The UN Women data on the prevalence of different forms of violence against women in Nigeria also stated that, lifetime physical and/or sexual intimate partner violence against women is 16 percent, lifetime non-partner sexual violence, 2 percent, child marriage 44 percent while female genital mutilation/cutting is 18 percent.
The campaign against the menace of GBV has been ongoing across the world with international partners, faith-based organisations and global advocacy groups that are working to break the silence, stop the stigma and end sexual and gender based violence.
The International Federation of Women Lawyers (FIDA) which staged a walk as part of the campaign in the Federal Capital Territory, declared its stand against rape, saying the menace was wreaking havoc in the society and needed to be stopped before more lives are ruined.
FIDA, FCT chairman, Rekia Adejo-Andrew, in marking the 16 days of activism, said, rape cases on women and girls are alarming in the FCT, with many others being recorded within the environs.
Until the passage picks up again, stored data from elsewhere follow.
PR #3162, opened 2026-07-25
docs(ledger): reconcile the operator-gated bucket — 65 → 60, none closed on plausibility

Balizero1987:
Follow-up to #3159. Closing one stale line raised the question of how many others are like it. This is that pass over the 65 `operator_gated_overdue` entries.

Every line in that bucket is a claim that **a human must act and has not** — so each one is a standing reason for a session to stop. An inflated bucket teaches the organism to wait for people who owe it nothing.

## The trap that made the obvious method wrong

W88's rule is already code — `branch_graveyard_cleanup.sh::content_on_main()`. **It is disarmed.** It opens with

```bash
mb=$(git merge-base "$MAIN_REF" "$branch" 2>/dev/null) || return 1
```

and since the 2026-07-13 history rewrite the merge-base between `origin/main` and any pre-purge branch is **empty** (verified on all three surviving ones). The function answers "content not on main" for every one of them *without comparing a single blob*. The "0 content-on-main deletable across 83 branches" logged that day is an artefact of it. Third generation of the trap: SHA-ancestor → three-dot diff → the merge-base itself.

So each line was judged by **its own declared proof criterion**, executed live this turn — never a substitute criterion of mine, never plausibility.

## CLOSED (3)

| line | its own criterion | result |
|---|---|---|
| `~/.claude/CLAUDE.md` §arsenal Kimi block | "the global file mentions kimi-code CLI + Allegro subscription" | present at `:169-170`. Done, unrecorded. |
| Codex slugs `sol`/`terra`/`luna` | "returns a model answer (not a 400) for each slug" | all three `PING-OK`, rc=0 |
| Mini blocking unpushed commit | "ancestor=yes AND `mini-git-pull.log` shows `OK pulled`" | both. HEAD moved `296377a1f`→`258d5fedd` between two probes 20 min apart — the cron is *running*, not merely unblocked |

The Codex line is worse than stale — it is **actively misleading**: modus §Arsenal row 119 tells every session those slugs are dead. A rotted doctrine table does not add noise, it removes capability. Not edited here (modus never merges changes to itself); recorded in `AMENDMENTS.md` for the operator gate.

## RE-OWNED off the operator lane (2)

- **tri-LLM `claude-opus` seat** — root-caused as a credential *shape* bug, not a rotation (cure in a sibling PR). No credential action exists to gate on.
[...]

PR #3159, opened 2026-07-25
docs(ledger): close META_EN on a live proof; #1967 died to a force-push, not a decision

Balizero1987:
## What this is

The 2026-07-26 verdict pass on PR #1967 ran without `gh` and declared that PR's GitHub state UNKNOWN. Verified today, that unknown was the load-bearing premise: **the verdict was reasoning about a merge that does not exist.**

### 1. #1967 is CLOSED — and not by a decision

`gh pr view 1967` → `state: CLOSED`, `closedAt 2026-07-13T00:57:29Z`, with `base_ref_force_pushed` at **the same second**.

Not isolated: `search/issues type:pr is:unmerged closed:2026-07-13` returns 22 PRs, **20 of them closed in the `00:57:28–29Z` second** — the PII history-purge force-push window (`origin/main 2ae5e6fb → 33120add`, `enforce_admins=false`, filter-repo over 7,837 commits). Twenty PRs do not close on twenty independent decisions inside one second.

| | n |
|---|---|
| branch deleted (rebuilt and landed) | 18 |
| branch alive, no successor | 3 — #2326, #2301, **#1967** |

No successor PR to #1967 exists (searched by title, by branch name, by `"title/meta"`). The ledger still described it as awaiting Zero's decision: W78 at second degree — not merely stale, but calling *pending-by-choice* something that was *dead-by-accident*.

### 2. `git merge-base` is dead for every pre-purge branch — and it silently disarms the W88 check

`scripts/branch_graveyard_cleanup.sh::content_on_main()` opens with `mb=$(git merge-base …) || return 1`. Since the 2026-07-13 rewrite the histories are unrelated, so that call fails and the function answers **"content not on main" without comparing a single blob**. The "0 content-on-main deletable across 83 branches" recorded that day is an artefact of the dead merge-base, not a fact about content. Third degree of the W88 trap (the first was the three-dot diff).

The working method, used here: take the file-set from the commits the branch **authored** (`tip^..tip`), then blob-compare per file against `origin/main`.

### 3. Ledger line 169 (META_EN) closed on the consuming surface

Its own proof criterion, executed:

```
GET https://balizero.com/kbli/28180 → 200
<title>KBLI 28180: Power-Driven Hand Tool Manufacturing — Indonesia Business Guide 2025 | Bali Zero</title>
```

Full-coverage English title, live. Closed on that, not on the code comment at `kbli-data.ts:377` — which is itself a proxy. Decided and armed 2026-07-13; it sat open 13 days.

## Changes

[...]

PR #1967, opened 2026-07-05
feat(seo): KBLI Batch 3 title/meta v3 — PREPARED, DO NOT MERGE until Zero unpauses

Balizero1987:
## ⛔ OPERATOR GATE — no auto-merge

**Batch 3 is PAUSED** (GSC clean-window investigation 2026-07-03, #1949). This PR *prepares* the title/meta rewrite so that unpausing = merging this PR. **The unpause decision belongs to Zero** (Legge 5).

## What's prepared

- Data-differentiated title suffix per PMA status (replaces 1,559 identical "Indonesia Business Guide 2025" suffixes):
  - TERBUKA: `100% Foreign Ownership, {risk} Risk`
  - TERBUKA + Bali-blocked (520 codes): `Blocked for PT PMA in Bali (2026)`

“We get these cases daily but we don’t prosecute and so we depend on other government agencies to do the prosecution like the police, Ministry of Justice, others.”
She said, the launch of the Sex Offender Register is a timely and innovative idea, adding that the Violence Against Persons (VAPP) Act provided for it and brought it to the fore.
“Before anybody’s name can enter that register it means you committed rape, and have been convicted. Your name will then enter the register and we can profile you and call you a rapist. It is all about naming and shaming.”